I think it looks like Thorichthys aureus!

http://www.cichlid-forum.com/profiles/species.php?id=60

And heres a link to the Thorichthy's genus on this site:

http://www.cichlid-forum.com/profiles/category.php?cat=44


----------



## theinjected1 (Aug 18, 2007)

I think you have it 128. They have really cool flowing fins and the alpha is REALLY red/orange when excited. I think the real clincher is the aggression towards the rest of the tank mates seals the deal. I pulled the alpha and rearranged the hard scape. What is the easiest way to sex these? I have had two spawns, no survivors because I had no other tanks up in time, now I do.

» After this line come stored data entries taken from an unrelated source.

PR #2622, opened 2024-08-08
fix(workspaces): guests do not get workspace-wide project access

cdriesler:
## Description & motivation

- I incorrectly wrote some workspace role => project role logic that granted workspace-wide project roles to workspace guests
- We should no do this

## Changes:

- Do not do this anymore

## Checklist:

### DIFF
--- a/packages/server/modules/workspaces/events/eventListener.ts
+++ b/packages/server/modules/workspaces/events/eventListener.ts
@@ -41,13 +41,17 @@ export const onProjectCreatedFactory =
     const workspaceMembers = await getWorkspaceRoles({ workspaceId })
 
     await Promise.all(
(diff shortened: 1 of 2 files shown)


fabis94 (dismissed):

cdriesler:
Small but important behavior change: updated the project-role-changing logic in `updateWorkspaceRole` to only fire when a member is first added to a workspace. This matches our current understanding that project roles are meant to be managed entirely separately _for now_.

There's still some work to iron out what a "synchronized" workspace-project relationship looks like, but with this change we should be safe for the Sept 1st release.

Also added a test for this to prevent regression

cc @fabis94 @iainsproat

fabis94 (approved):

I would love to try and breed these.


----------



## thor meeki (Sep 12, 2008)

Are they from the same spawn?
If not cool
but if they are I wouldn't try to breed fish that are brother & sister.

jmo


----------



## gage (Feb 7, 2007)

i definitely second Thorichthys maculipinnis.


----------



## wiseoldowl (Feb 19, 2008)

I think they are a unclassified member of the Thorichthys family.
There is a mixteco gold and blue strain.
Females develop a black blotch on dorsal fin at about 1".


----------



## gage (Feb 7, 2007)

i still say maculipinnis


----------



## wiseoldowl (Feb 19, 2008)

Gold


----------



## gage (Feb 7, 2007)

the gold mixteco dont have blue lips, you can see the blue on the lips of the OP's fish, therefore, i still go with maculipinnis.


----------



## dwarfpike (Jan 22, 2008)

well two pics aren't the best angles ... but barring better pics, I would have to say _T. maculipinnis _easily for the win.

I reserve the right to change that if better pics are posted though. :lol:


----------



## wiseoldowl (Feb 19, 2008)

Let me rephrase.
I don't necessarily think their Mixtecos.
I was just trying to state what Mixtecos are.
From the blurry pics they do favor maculipinnis but hard to tell.


----------